I do have an email into the support email, ticket number 2443013, but it appears I may get help a little quicker here from what I’ve read?
I have a CNAME record pointing to the root domain which will not propagate as a CNAME, but will resolve as an A record.
The CNAME flattening option on my dashboard is greyed out.
This domain is hosted on Cloudways, and was momentarily activated via that platform and then deactivated as a free account is all it needs for now. I believe this may be related to this issue.
Please let me know if there’s any other info I can provide that would help resolve this.
You cannot have a CNAME at the root of a domain, so Cloudflare will always flatten the root to make it comply with DNS standards.
Thanks, it does appear that is correct. I guess what the issue is, or rather what this seems to be causing, is that anyone trying to go to the CNAME via HTTPS is being encountered with an error for a SSL certificate mis-match instead of being pushed to the root and getting the proper certificate.

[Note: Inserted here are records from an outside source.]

PR #1966, opened 2024-05-10
Clarify breadcrumb params

frankieroberto:
this updates the Nunjucks documentation for Breadcrumbs to clarify that the top-level `text` and `href` params should be used for the parent page, and not the current page. 

This is because, as the guidance says, "You don't need to show the current page in the breadcrumb because this information is in the H1."

If you do not include the parent page as top-level params, but instead only within the `items` array, the result is identical on desktop views, but on mobile views will result in a back arrow but no text, and an empty link with the hidden text "Back to".

### DIFF
--- a/app/views/design-system/components/breadcrumbs/macro-options.json
+++ b/app/views/design-system/components/breadcrumbs/macro-options.json
@@ -4,7 +4,7 @@
 			"name": "items",
 			"type": "array",
 			"required": true,
-			"description": "Array of breadcrumbs item objects.",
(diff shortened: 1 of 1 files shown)


frankieroberto:
I discovered this by making the mistake myself, and then wondering why our breadcrumb was broken on mobile. Fixed now! 😊 

|Before| After|
|---|---|
|breadcrumb-before | breadcrumb-after |

edwardhorsford (approved):

roshaanbajwa (approved):

PR #1967, opened 2024-05-14
Removes duplicate back links in side nav on design system

anandamaryon1:
## Description

A mobile backlink was showing on the sidebar, even on desktop, it duplicates functionality from the breadcrumbs, so it's been removed.

| Before | After |
|--------|--------|
| image | image |

## Checklist

- [x] CHANGELOG entry

### DIFF
--- a/app/views/whats-new/updates.njk
+++ b/app/views/whats-new/updates.njk
@@ -10,6 +10,25 @@
 
 {% block bodyContent %}
 
+<h2>TBC 2024</h2>
+<table class="nhsuk-table">
+  <caption class="nhsuk-table__caption nhsuk-u-visually-hidden">Updates to the service manual in MONTH 2024</caption>
+  <thead class="nhsuk-table__head">
+    <tr class="nhsuk-table__row">
+      <th class="nhsuk-table__header" scope="col" style="width: 25%;">Section</th>
+      <th class="nhsuk-table__header" scope="col">Update</th>
+    </tr>
+  </thead>
+  <tbody class="nhsuk-table__body">
+    <tr>
+      <td class="nhsuk-table__cell">Design System</td>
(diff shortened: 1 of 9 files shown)


app/views/whats-new/updates.njk
```diff
@@ -10,6 +10,25 @@
...
+    <tr class="nhsuk-table__row">
+      <th class="nhsuk-table__header" scope="col" style="width: 25%;">Section</th>
+      <th class="nhsuk-table__header" scope="col">Update</th>
+    </tr>
+  </thead>
+  <tbody class="nhsuk-table__body">
+    <tr>
+      <td class="nhsuk-table__cell">Design System</td>
+      <td class="nhsuk-table__cell">
+        <p>Removed duplicate links in design system side navigation</p>
```
frankieroberto, line 26: Up to you, but I'm not sure this is enough of a meaningful update to warrant a mention here? Feels more like a minor UX fix to the service manual interface? Slight risk that it might be confusing to mention it as people might imagine that it's an update to a side navigation component (which we don't have as part of nhsuk-frontend)?

frankieroberto (approved):
Nice! Must admit I hadn't spotted this, but now that you've pointed it out, the duplication of the breadcrumb and back link is 🤦.

app/views/whats-new/updates.njk
anandamaryon1: Agree, it could confuse and it's not an important enough update for users.

anandamaryon1: fixed [5926ed9](https://github.com/nhsuk/nhsuk-service-manual/pull/1967/commits/5926ed9da66d9eef21402f12f9fffd0ae1472d00)

frankieroberto (dismissed):

PR #1979, opened 2024-05-28
Add guidance for headings with captions

edwardhorsford:
## Description
Adds guidance for using headings with captions. The content is copied from GOV.UK but I've noted captions can be used below the heading (example) as well as above.

There might want to be some future work looking at the margins where it's used below the heading - but I think a good start is to document what we have and have parity with GOV.UK.

Screenshot 2024-05-28 at 11 07 40

### Related issue
[Existing backlog issue](https://github.com/nhsuk/nhsuk-service-manual-community-backlog/issues/178)

## Checklist
- [x] CHANGELOG entry

### DIFF
--- a/app/views/design-system/styles/typography/index.njk
+++ b/app/views/design-system/styles/typography/index.njk
@@ -90,7 +90,7 @@
     htmlOnly: true
   }) }}
 
-  <p>If the caption should be considered part of the page heading, you can also nest the caption within the <code>{{ "<h1>" | escape }}</code>.</p>
+  <p>If the caption should be considered part of the page heading, you can also nest the caption within the <code>{{ "<h1>" | escape }}</code>, using the appropriate heading and caption classes.</p>
 
   {{ designExample({
     group: "styles",
--- a/app/views/design-system/styles/typography/index.njk
+++ b/app/views/design-system/styles/typography/index.njk
@@ -79,6 +79,26 @@
     htmlOnly: true
   }) }}
 
+  <h2 id="headings-with-captions">Headings with captions</h2>
+
+  <p>Sometimes you may need to make it clear that a page is part of a larger section or group. To do this, you can use a heading with a caption above or below it.</p>
+
+  {{ designExample({
+    group: "styles",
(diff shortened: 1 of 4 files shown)


frankieroberto (approved):
Happy with this, as it documents an otherwise-undocumented feature.

As a follow-up PR, I wonder if it’s worth updating the examples to be more realistic ones, which might better illustrate when the caption should be considered part of the h1?

app/views/design-system/styles/typography/index.njk
```diff
@@ -79,6 +79,26 @@
     htmlOnly: true
   }) }}
 
+  <h2 id="headings-with-captions">Headings with captions</h2>
```
sarawilcox, line 82:
```suggestion
  <h3 id="headings-with-captions">Headings with captions</h3>
```

app/views/design-system/styles/typography/index.njk
```diff
@@ -79,6 +79,26 @@
...
+  <p>Sometimes you may need to make it clear that a page is part of a larger section or group. To do this, you can use a heading with a caption above or below it.</p>
+
+  {{ designExample({
+    group: "styles",
+    item: "typography",
+    type: "headings-with-caption",
+    htmlOnly: true
+  }) }}
+
+  <p>If the caption should be considered part of the page heading, you can also nest the caption within the <code>{{ "<h1>" | escape }}</code>.</p>
```
sarawilcox, line 93:
```suggestion
  <p>If the caption should be considered part of the page heading, you can also nest the caption within the <code>{{ "<h1>" | escape }}</code>, using the appropriate heading and caption classes.</p>
```

app/views/design-system/styles/typography/index.njk
edwardhorsford: good catch, thanks! I copied from GOV.UK design system, but they have headings as their own page.

frankieroberto (approved):

sarawilcox (approved):
All good.

PR #1990, opened 2024-06-18
Scope width overrides

edwardhorsford:
## Description
The service manual overrides the default page width - in some cases styling existing design system classes, in some cases scoping them under app specific classes.

This causes pages to look out of alignment in the page templates section:

Screenshot 2024-06-18 at 16 04 53

This adds extra scoping so the revised width is only used where an app specific class is used. This is added to the service manual header and footer, but doesn't get used by the page template examples so those now look correct.

Arguably a better solution might be for nhs-frontend to support setting the page width like GOV.UK does - that could come as a followup pr.

### DIFF
--- a/app/styles/app/_container.scss
+++ b/app/styles/app/_container.scss
@@ -20,15 +20,13 @@ $service-manual-container-size: 1100px;
 
 // Apply container size to header and footer components
 
-.nhsuk-header__navigation-list {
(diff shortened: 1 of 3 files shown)


anandamaryon1 (approved):
This looks like a useful fix for now. @edwardhorsford would you be able to add an issue for your proposed fix on the nhsuk-frontend please?

PR #1992, opened 2024-06-19
Update to latest Frontend version

roshaanbajwa:
## Description
Update to latest Frontend version


martinsmyllie (approved):
The version updates are minor point version changes. Have we checked that these are non-breaking?

roshaanbajwa:
> The version updates are minor point version changes. Have we checked that these are non-breaking?

Yep the changes have been tested, we've increased the minor semver version to reflect the changes in the new nhsuk frontend version

PR #2034, opened 2024-09-16
Update back link position guidance (from bottom to top)

frankieroberto:
This updates the back link guidance to recommend that generally the back link should appear at the top-left of the page, which is what the majority of services seem to do.

It also explicitly says that it should appear before the `<main>` tag in the HTML so that the skip link will skip past it.

Previously the guidance here suggested that some services included the back link at the bottom of the content. However both of the services mentioned ([111 online](https://111.nhs.uk) and [[Choose if data from your health records is shared for research and planning](https://your-data-matters.service.nhs.uk/)](https://your-data-matters.service.nhs.uk)) seem to have since moved their back link to the top-left.

The current rationale for having the back link at the bottom is:

> That's because we don't want to suggest to people who use a screen reader that they leave the page prematurely.

However, possibly making sure that the back link is skippable using the skip link is enough to mitigate this?

The current guidance is also contradicted by the [page template guidance](https://service-manual.nhs.uk/design-system/styles/page-template) which suggests putting back links in the `outerContent` at the top of the page.

The GOV.UK Design System back link has similar guidance:

> Always place back links at the top of a page, before the `<main>` element. Placing them here means that the ‘Skip to main content’ link allows the user to skip all navigation links, including the back link.

## Checklist

- [ ] CHANGELOG entry

### DIFF
--- a/app/views/design-system/components/back-link/index.njk
+++ b/app/views/design-system/components/back-link/index.njk
@@ -63,7 +63,7 @@ type: "default"
 
 <p>Generally, the back link should go at the top left of the page. Within the HTML it should appear before the <code>&lt;main&gt;</code> tag. This is so that <a href="/design-system/components/skip-link">skip link</a> skips past the back link to the main content.</p>
 
-<p>If you put the back link in a different position, do not put it close to other links or buttons where it might distract users from what they need to do. Also think about people who use a screen reader.</p>
+<p>If you put the back link in a different position, do not put it close to other links or buttons where it might distract users from what they need to do. Also think about people who use a screen reader: is the page read out in a logical order?</p>
 
 <div class="nhsuk-inset-text app-wcag-inset-text app-wcag-22" id="wcag-interact-back-links" role="note">
   <span class="nhsuk-u-visually-hidden">Information: </span>


frankieroberto:
@anandamaryon1 @sarawilcox this one isn’t dependent on the upcoming NHS.UK Frontend release, however I think it’s worth it going out before or at at same time as that, given it will also mention the back link?

app/views/design-system/components/back-link/index.njk
```diff
@@ -61,8 +61,9 @@ type: "default"
   <p>Do not pre-populate if the information is no longer valid, or when pre-populating would be a major safety or security concern. This is to comply with <a href="https://www.w3.org/WAI/WCAG22/Understanding/redundant-entry.html">WCAG 2.2 success criterion 3.3.7 Redundant Entry (W3C)</a>.</p>
 </div>
 
-<p>Consider where you put the back link. Do not put it close to other links or buttons where it might distract users
-  from what they need to do. Also think about people who use a screen reader. </p>
+<p>Generally, the back link should go at the top left of the page. Within the HTML it should appear before the <code>&lt;main&gt;</code> tag. This is so that <a href="/design-system/components/skip-link">skip link</a> skips past the back link to the main content.</p>
+
+<p>If you put the back link in a different position, do not put it close to other links or buttons where it might distract users from what they need to do. Also think about people who use a screen reader. </p>
```
edwardhorsford, line 66: "Also think about people who use a screen reader." - what's this trying to say?

frankieroberto: Not quite sure, it's a bit vague! I guess it's implying thinking about the order in which things are read out?

sarawilcox, line 66:
```suggestion
<p>If you put the back link in a different position, do not put it close to other links or buttons where it might distract users from what they need to do. Also think about people who use a screen reader.</p>
```

sarawilcox (approved):
Made a tiny tweak.

app/views/design-system/components/back-link/index.njk
anandamaryon1: > Also think about people who use a screen reader, is page read out in a logical order?

Maybe this?

edwardhorsford: with a colon or hyphen rather than comma? or else rephrase?

edwardhorsford: Ah I didn't see it existed in the previous content too. I think the line is vague and it's unclear what you're meant to do with it.

app/views/design-system/components/back-link/index.njk
```diff
@@ -61,8 +61,9 @@ type: "default"
   <p>Do not pre-populate if the information is no longer valid, or when pre-populating would be a major safety or security concern. This is to comply with <a href="https://www.w3.org/WAI/WCAG22/Understanding/redundant-entry.html">WCAG 2.2 success criterion 3.3.7 Redundant Entry (W3C)</a>.</p>
 </div>
 
-<p>Consider where you put the back link. Do not put it close to other links or buttons where it might distract users
-  from what they need to do. Also think about people who use a screen reader. </p>
+<p>Generally, the back link should go at the top left of the page. Within the HTML it should appear before the <code>&lt;main&gt;</code> tag. This is so that <a href="/design-system/components/skip-link">skip link</a> skips past the back link to the main content.</p>
+
+<p>If you put the back link in a different position, do not put it close to other links or buttons where it might distract users from what they need to do. Also think about people who use a screen reader.</p>
```
frankieroberto, line 66: Suggestion from @anandamaryon1 and @edwardhorsford:

```suggestion
<p>If you put the back link in a different position, do not put it close to other links or buttons where it might distract users from what they need to do. Also think about people who use a screen reader: is the page read out in a logical order?</p>
```

app/views/design-system/components/back-link/index.njk
frankieroberto: Updated to:

> Also think about people who use a screen reader: is the page read out in a logical order?

frankieroberto: Updated to:

> Also think about people who use a screen reader: is the page read out in a logical order?

frankieroberto:
@sarawilcox @anandamaryon1 @edwardhorsford thanks for the comments (and thanks Sara for spotting the paragraph in the research section! 😊).

I think this is good to be merged now? Although not sure whether you want it merged into `main` or the release branch?

PR #2140, opened 2025-04-03
Update link to Complete multiple tasks pattern

frankieroberto:
We now have a version of this within the NHS design system, so can link there instead of to the GOV.UK one.


sarawilcox (approved):
Oh, well spotted. Thanks for doing that.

So maybe this is actually a SSL issue?
I have several other domains set up the same way through Cloudflare and don’t have any certificate issue with going to the CNAME’s pointed at the root.
You are talking about two different protocol layers here, and they don’t care about each other (at least, they don’t care too much).
You can ignore the CNAME vs A record, it will not be relevant.
Your users are visiting
example.com, that’s what is in the address bar and what the SSL certificate needs to match. Is the DNS record for
example.com or on the dashboard? Exactly what error do they get? Is is a browser error, or a Cloudflare 52x error?
The root (example.com) domain is proxied on the dashboard, as is the CNAME for www.
The error that’s being received is SSL_ERROR_BAD_CERT_DOMAIN.
Early on, the non-https version of the www would also give a certificate error, but that was resolved by setting up a redirect (as below). I don’t believe this is the proper way of resolving the issue. Nor have I had to do this on any other domains with a www CNAME in place.
Forwarding URL (Status Code: 301 - Permanent Redirect, Url: https://example.com/$2)
Is this on a proxied record?
Yes, the record is proxied.
So this does appear to be an issue with the SSL certificate. Despite the dashboard showing an edge certificate for “*.example.com, example.com” the actual certificate itself is showing only the root domain and not the wildcard.
I don’t seem to have any option available to recreate the certificate, however. So I’m not sure how to fix it.
This topic was automatically closed 3 days after the last reply. New replies are no longer allowed.